### ABOUT THIS EXERCISE
Output the data that follows, keeping every line identical.

### DATA SECTION
PR #213, opened 2023-03-15
add custom routes for console and downloads

jtriley:
This is to restore the custom routes we had previously for the console and downloads routes in the `openshift-console` namespace.

### DIFF
--- a/cluster-scope/overlays/nerc-ocp-prod/feature/custom-routes/cluster-ingress.yaml
+++ b/cluster-scope/overlays/nerc-ocp-prod/feature/custom-routes/cluster-ingress.yaml
@@ -1,0 +1,13 @@
+apiVersion: config.openshift.io/v1
+kind: Ingress
+metadata:
+  name: cluster
+spec:
+  domain: apps.shift.nerc.mghpcc.org
+  componentRoutes:
+    - name: console
+      namespace: openshift-console
+      hostname: console.apps.shift.nerc.mghpcc.org
+    - name: downloads
+      namespace: openshift-console
+      hostname: downloads.apps.shift.nerc.mghpcc.org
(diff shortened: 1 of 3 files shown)


jtriley:
@larsks Do we want these manifests to update the existing/default routes in the `openshift-console` namespace? Also would we prefer to change this to `feature/console`?

computate (approved):

naved001 (approved):

larsks:
To change the routes for downloads and the console, you need to modify the Ingress configuration. See e.g. [this example](https://github.com/OCP-on-NERC/nerc-ocp-config/pull/200/files#diff-9527240e5e003f872ce11a14aeef1565b05a5b53be2a528933c6d7752e2b15b2R1) and [these docs](https://access.redhat.com/documentation/en-us/openshift_container_platform/4.8/html/web_console/customizing-web-console#customizing-the-console-route_customizing-web-console).

jtriley:
@larsks thanks for the pointers - should be fixed now. I also added the oauth route.

computate (approved):

cluster-scope/overlays/nerc-ocp-prod/feature/custom-routes/cluster-ingress.yaml
```diff
@@ -0,0 +1,16 @@
...
+spec:
+  domain: apps.shift.nerc.mghpcc.org
+  componentRoutes:
+    - name: console
+      namespace: openshift-console
+      hostname: console.apps.shift.nerc.mghpcc.org
+    - name: downloads
+      namespace: openshift-console
+      hostname: downloads.apps.shift.nerc.mghpcc.org
+    - name: oauth-openshift
```
larsks: Note that every time we change the oauth url, we also need to update any oauth application to which we're linked (e.g., Github, Keycloak), because the callback URL is part of the configuration.

I would probably just leave the oauth URL alone, since it's not something that we expect end users to care about...but I don't feel strongly about it.

jtriley: Fair point. Removed.

larsks (approved):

### REPLY TO THE EXERCISE
PR #213, opened 2023-03-15
add custom routes for console and downloads

jtriley:
This is to restore the custom routes we had previously for the console and downloads routes in the `openshift-console` namespace.

### DIFF
--- a/cluster-scope/overlays/nerc-ocp-prod/feature/custom-routes/cluster-ingress.yaml
+++ b/cluster-scope/overlays/nerc-ocp-prod/feature/custom-routes/cluster-ingress.yaml
@@ -1,0 +1,13 @@
+apiVersion: config.openshift.io/v1
+kind: Ingress
+metadata:
+  name: cluster
+spec:
+  domain: apps.shift.nerc.mghpcc.org
+  componentRoutes:
+    - name: console
+      namespace: openshift-console
+      hostname: console.apps.shift.nerc.mghpcc.org
+    - name: downloads
+      namespace: openshift-console
+      hostname: downloads.apps.shift.nerc.mghpcc.org
(diff shortened: 1 of 3 files shown)


jtriley:
@larsks Do we want these manifests to update the existing/default routes in the `openshift-console` namespace? Also would we prefer to change this to `feature/console`?

computate (approved):

naved001 (approved):

larsks:
To change the routes for downloads and the console, you need to modify the Ingress configuration. See e.g. [this example](https://github.com/OCP-on-NERC/nerc-ocp-config/pull/200/files#diff-9527240e5e003f872ce11a14aeef1565b05a5b53be2a528933c6d7752e2b15b2R1) and [these docs](https://access.redhat.com/documentation/en-us/openshift_container_platform/4.8/html/web_console/customizing-web-console#customizing-the-console-route_customizing-web-console).

jtriley:
@larsks thanks for the pointers - should be fixed now. I also added the oauth route.

computate (approved):

cluster-scope/overlays/nerc-ocp-prod/feature/custom-routes/cluster-ingress.yaml
```diff
@@ -0,0 +1,16 @@
...
+spec:
+  domain: apps.shift.nerc.mghpcc.org
+  componentRoutes:
+    - name: console
+      namespace: openshift-console
+      hostname: console.apps.shift.nerc.mghpcc.org
+    - name: downloads
+      namespace: openshift-console
+      hostname: downloads.apps.shift.nerc.mghpcc.org
+    - name: oauth-openshift
```
larsks: Note that every time we change the oauth url, we also need to update any oauth application to which we're linked (e.g., Github, Keycloak), because the callback URL is part of the configuration.

I would probably just leave the oauth URL alone, since it's not something that we expect end users to care about...but I don't feel strongly about it.

jtriley: Fair point. Removed.

larsks (approved):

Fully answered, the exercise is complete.